Thanks guys for this report. Is there a way that you could identify the command that hung the build? And create a minimal example which could help me to reproduce this error? That would be a great help to fix this bug.
Sure, I'll see what I can find, thanks @rizsotto
Is there a way to see what is being executed? I have a stuck bear
but don't really know how to dig it :)
Is there a way to see what is being executed? I have a stuck
bear
but don't really know how to dig it :)
Maybe try bear -vvvv -- make
?
I've got a stuck bear, with the last lines on the term being:
[16:48:00.206738, cs, 2849623] [pid: 2849622] recognition failed: No tools recognize this execution.
[16:48:00.207043, cs, 2849623] compilation entries created. [size: 0]
[16:48:00.207048, cs, 2849623] compilation entries to output. [size: 0]
[16:48:00.207176, cs, 2849623] compilation entries written. [size: 0]
[16:48:00.207186, cs, 2849623] succeeded with: 0
[16:48:00.208142, br, 2694891] Process wait request: done. [pid: 2849623]
[16:48:00.208207, br, 2694891] Running citnames finished. [Exited with 0]
[16:48:00.224768, br, 2694891] succeeded with: 0
The log is rather big with all my env, so not very comfortable putting it here. I can give it to someone for debuging :)

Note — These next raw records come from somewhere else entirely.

Issue #1929, opened 2026-07-31
Act DXF as georeferencing


Hans-Lammerts:
### The problem

When DXF as overlay is used let it behave with respect to ifcmapconversion. Just like the feature of .laz now uses. When the ifc has values for xyz and rotation let the default be that dxf is georeferenced to fall into the same place

### Proposed solution

When dxf is imported uae contra values of ifcmapconversion.

Issue #1782, opened 2026-07-17
Add DXF import as a reference layer for 2D drawings


janbrouwer:
### The problem

IFC2x3 has explicit 2D annotation and dimension entities (`IfcDimensionCurve`, `IfcDraughtingCallout`, `IfcLinearDimension`, `IfcDimensionPair`). IFC4 removed them without a fixed replacement. `IfcAnnotation` is still there, but representing a dimension, leader, or drawing sheet now depends on ad hoc `PredefinedType`/`ObjectType` conventions that only a couple of tools (Bonsai/IfcOpenShell, FreeCAD) actually implement, confirmed by Dion Moult on the [buildingSMART forum](https://forums.buildingsmart.org/t/what-ever-happened-to-anootation-related-classes/5620/2): "these were removed in IFC4... vendors were primarily focused on 3D geometry." So cross-tool interoperability for this content in IFC4/4.3 is close to nonexistent today. Notably, even Bonsai's own drawing pipeline generates SVG "and optional DXF conversion" for exactly this content, DXF is where the ecosystem already lands when it needs to move annotations and dimensions between tools.

Practitioners routinely have existing DXF drawings, site surveys, subcontractor coordination sets, annotated floor plans, dimensioned details, that they want as project context alongside an IFC model. DXF's spec is published openly by Autodesk, but it's a single-vendor de facto standard, not governed by a community body the way IFC is by buildingSMART, worth flagging since "open" means something narrower here.

`ifc-lite` has no DXF parser today, so that context is simply unavailable in the viewer. Meanwhile `@ifc-lite/drawing-2d` already generates real 2D drawings from IFC geometry (floor plans, sections, hatching, symbols, title blocks) and renders them as vector SVG, there's a working 2D canvas to bring DXF content into, just nothing that reads DXF onto it.

### Proposed solution

[...]

PR #2114, opened 2026-08-04
feat(renderer,viewer): render the DXF reference layer in the 3D viewport

### LINKED ISSUE #2043: Show DXF reference layer in 3D context (visibility toggle, default on in 2D and 3D)
### The problem

DXF import landed via #1782 as a **reference layer in the 2D panel only**. In practice, DXF reference drawings are most useful **in the 3D context** — most of the time a DXF is a floor plan with annotations that are extremely helpful when placed in 3D alongside the model. A 2D-only DXF underlay is of limited use on its own.

We want to keep the existing 2D behaviour (some users already rely on it), and additionally make the DXF reference layer available in 3D.

### Proposed solution

- Keep the DXF reference layer available in **2D** (don't remove existing behaviour — it's already in use).
- Also render the DXF reference layer in the **3D context**, positioned against the IFC model's coordinate system (Z-up).
- Control visibility via a **display toggle in the visibility layers** panel — *not* a choice made during load. The user loads the DXF once and then toggles where it shows.
- **Default to visible in both 2D and 3D.**

### Alternatives considered

- **Amend/reopen #1782** to remove the 2D overlay and move DXF to 3D: rejected — we want to keep 2D since some users already use it, so this is filed as a new issue (per discussion with @janbrouwer).
- **Choice of 2D vs 3D during load:** rejected in favour of a persistent visibility-layer toggle, defaulting to visible in both.

---

Follow-up to #1782. cc @janbrouwer

BIMvoice:
Closes #2043.

## Current pipeline (before this PR)

DXF import landed in #1794 (the issue text names #1782, which is actually the *issue* this PR closed — the implementation PR is #1794):

- **Parser**: `packages/drawing-2d/src/dxf/` — ASCII DXF parser producing `DxfUnderlay` (world plan geometry, metres, +Y = north, both DXF and IFC are Z-up).
- **Store**: `apps/viewer/src/store/slices/drawing2DSlice.ts` — `DxfUnderlayState` holds the parsed underlay plus viewer state: `visible`, `opacity`, per-layer visibility, `placement` (offset/rotation/scale), and a tri-state `georeferenced` flag (issue #1929).
- **Math**: `apps/viewer/src/hooks/dxfUnderlayMath.ts` — pure, unit-tested `dxfUnderlayToDrawing` maps an underlay's raw points through: optional map/CRS→IFC-world transform (georeference) → render-frame shift (RTC + originShift) → 2D-only Y-flip/mirror → user placement. Output is 2D drawing-space geometry.
- **Render**: `Section2DPanel.tsx` / `Drawing2DCanvas.tsx` — draws the mapped underlay beneath the generated 2D section/plan drawing. `DxfUnderlayPanel.tsx` is the per-DXF control surface (visibility, opacity, layer toggles, placement, georeference checkbox, centre-on-model).
- There is **no unified "visibility layers panel"** in this codebase — each reference-layer feature (point cloud, Cesium/terrain, DXF, grid/annotation type-visibility) has its own independent toggle/panel. `DxfUnderlayPanel` is the closest thing to a DXF-specific visibility panel, so that's where I added the new 3D toggle.
- **3D reference overlays already exist** for grid axes (`useGridLines3D`) and `IfcAlignment` centerlines (`useAlignmentLines3D`): a flat `[x,y,z,...]` line-list in renderer Y-up world space, uploaded via `Renderer.uploadGridLines3D`/`uploadAlignmentLines3D` into a dedicated GPU buffer in `packages/renderer/src/section-2d-overlay.ts`, drawn through one shared line pipeline + one shared colour (`setOverlayLineColor`). DXF had no such path before this PR.

## What this PR adds

- `DxfUnderlayState` gets a second, independent visibility flag: `visible3D` (default `true`, alongside the existing `visible` for the 2D panel). Both are user-toggleable in `DxfUnderlayPanel` (new "2D"/"3D" eye buttons) — never chosen at load time, matching the issue's explicit rejection of that alternative.
- `dxfUnderlayMath.ts` gains two new pure functions:
  - `dxfElevationRenderY(coordinateInfo, elevationIfcZ = 0)` — the Y-axis (elevation) counterpart of the existing `dxfWorldShift` (X/Z-axis shift): `renderY = ifcZ - originShift.y - rtc.z`, derived from the same Z-up→Y-up conversion the mesh/grid/alignment pipeline already uses (`reproject.ts`, `ifc-origin.ts`).
  - `dxfUnderlayToWorldLines3D(entry, shift, elevationRenderY, mapToWorld?, georeferenceAvailable?)` — reuses the existing internal `worldToDrawing` point transform with `mirrorX` always `false` (the 2D flipped-section mirror doesn't apply to 3D) to produce a flat 3D line-list from an underlay's line paths.
- `useDxfUnderlay.ts` gains `useDxfUnderlays3DLines(coordinateInfo)`, filtering on `visible3D` and merging all eligible underlays into one buffer, independent of the 2D panel's section-axis/plan-view gating (the 3D overlay is always eligible, like grid/alignment).
- `packages/renderer`: `uploadDxfLines3D` / `clearDxfLines3D` / `hasDxfLines3D` / `drawDxfLines3D`, a new dedicated buffer mirroring `uploadGridLines3D` exactly (own buffer, shared line pipeline, shared `overlayLineColor`, does not expand model bounds/reframe the camera on upload since it's behind its own toggle).
- `Viewport.tsx` wires it all together, mirroring the existing grid-lines upload effect.

## Design decision: elevation

**DXF carries no Z**, and unlike `IfcAnnotation` (which has a per-primitive Z or falls back to a storey elevation via `elementToStorey`) a DXF underlay has no per-entity Z or storey association the #1782/#1929 import pipeline ever captured. Inventing one (e.g. guessing "ground floor" from spatial hierarchy) would be new, unrequested scope.

**Chosen default: IFC Z = 0 (model origin/grade).** This is the smallest sane default — no data is invented, and it matches the common case the issue describes (a site plan or ground-floor DXF). It is very likely wrong for a DXF meant to sit at some other storey's elevation; there is currently no UI to change it. A per-underlay elevation field (or "snap to nearest storey") is a reasonable follow-up but explicitly out of scope here — please push back if Z=0 is the wrong call for how this is actually used.

## Scope cut: lines only, no fills or per-layer colour in 3D

Only DXF **line paths** (walls/boundaries — the highest-value content of a floor-plan reference layer) are lifted to 3D. **Fills/hatches and text labels are not rendered in 3D in this PR.** The renderer does have a generic fill/text overlay pipeline with per-item colour (used by `IfcAnnotation`'s 3D overlay, `uploadAnnotationFills3D`/`uploadAnnotationTexts3D`), so extending it to DXF fills/text is plausible follow-up work, but doing it well (tessellated hatch fills at the same elevation, billboarded/oriented text) is materially more work than the line-list path and I judged it out of scope for a first iteration.

The **3D lines also lose per-DXF-layer colour**: the renderer's reference-overlay line pipeline already shares ONE colour across grid/alignment/annotation lines (a pre-existing constraint, not something I introduced), and I extended DXF into that same family rather than building a new per-vertex-coloured line pipeline. 2D keeps full per-layer colour, unaffected.

## Verification

- **RED→GREEN + mutation-tested** (python3 exact-substring replace, occurrence count asserted `== 1`, restored by file copy, `diff` confirmed identical):
  - `dxfElevationRenderY`: sign-flip mutation on the `originShift.y` term → 2 tests failed, confirmed caught.
  - `dxfUnderlayToWorldLines3D`: disabled the closed-path branch → 1 test failed; forced `mirrorX: true` → 3 tests failed.
  - `DxfUnderlayPanel`'s new 3D toggle button: wired it to the wrong store action → the new panel test failed.
  - `drawing2DSlice`'s `visible3D` default: flipped `true`→`false` → the new default-value test failed.
- Test counts: `apps/viewer` full suite (`npm test`, node:test) went from baseline (2606 pass / 2608 total, pre-existing 2 skipped) to **2609 pass / 2611 total**, 0 fail. `packages/renderer` suite: 414 pass / 0 fail (its own buffer/upload/draw methods for grid/alignment/DXF are GPU-device-backed and were already untested at that layer before this PR — I did not add tests there either, consistent with existing precedent, not a new gap).
- `pnpm typecheck` and `pnpm build` both green across the whole workspace.
- `pnpm check:api-surface` passes unchanged (new methods on an already-exported `Renderer` class don't change the tracked export surface).
- **Not verified**: I did not run this in a browser — no GPU/visual confirmation that the DXF overlay actually renders correctly against a real model. The renderer-side buffer/pipeline code follows the grid/alignment pattern exactly (same buffer creation, same draw call, same uniform layout), but I have not visually confirmed it. If you can smoke-test it against a model with a georeferenced or plain DXF, that would close the gap the mutation-tested math alone can't.

## Correction to the issue brief

My brief referenced "#1782 (the DXF import PR)" — #1782 is actually the **issue**; the implementing PR was **#1794** ("feat(drawing-2d,viewer): DXF import as 2D reference underlay"). Referenced #1794 throughout instead.

## Changeset

`@ifc-lite/renderer` is published, so it gets a `minor` changeset for the new public methods. `apps/viewer` is private (`@ifc-lite/viewer`) — no changeset for the viewer-side changes.

### DIFF
--- a/.changeset/dxf-3d-reference-layer.md
+++ b/.changeset/dxf-3d-reference-layer.md
@@ -1,0 +1,9 @@
+---
+"@ifc-lite/renderer": minor
+---
+
+Add a 3D DXF reference-layer overlay to the WebGPU renderer: `uploadDxfLines3D` / `clearDxfLines3D` upload a flat `[x,y,z,x,y,z,...]` line-list (mirroring the existing `uploadGridLines3D`/`uploadAlignmentLines3D` pattern — a dedicated buffer, drawn through the shared reference-overlay line pipeline and colour) and render it alongside the grid/alignment/annotation overlays.
+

The last command seems to be:
[16:48:00.206412, cs, 2849623] [pid: 2849622] execution: {"executable":"/bin/bash","arguments":["/bin/bash","-c","test -f config.h || make \"AR_FLAGS=rc\" \"CC_FOR_BUILD=gcc\" \"CFLAGS=-g -O2 -m32\" \"CXXFLAGS=-
g -O2 -D_GNU_SOURCE -m32\" \"CFLAGS_FOR_BUILD=-g -O2\" \"CFLAGS_FOR_TARGET=-g -O2\" \"INSTALL=/usr/bin/install -c\" \"INSTALL_DATA=/usr/bin/install -c -m 644\" \"INSTALL_PROGRAM=/usr/bin/install -c\" \"INSTALL_S
CRIPT=/usr/bin/install -c\" \"JC1FLAGS=\" \"LDFLAGS=-m32\" \"LIBCFLAGS=-g -O2 -m32\" \"LIBCFLAGS_FOR_TARGET=-g -O2\" \"MAKE=make\" \"MAKEINFO=makeinfo --split-size=5000000 \" \"PICFLAG=\"
...
Thanks @dkm for this update.
Will test if that command alone can cause the build stuck.
But what I find strange is the output you've pasted here reports the whole build process was finished. The intercept
and citnames
processes are finished. And even bear
finished, which was calling these processes. (The succeeded with...
lines are literally the last lines in the main
function of these tools.)
Oh, maybe some thread was started with incorrect parameter and is preventing the process to finish until it is joined?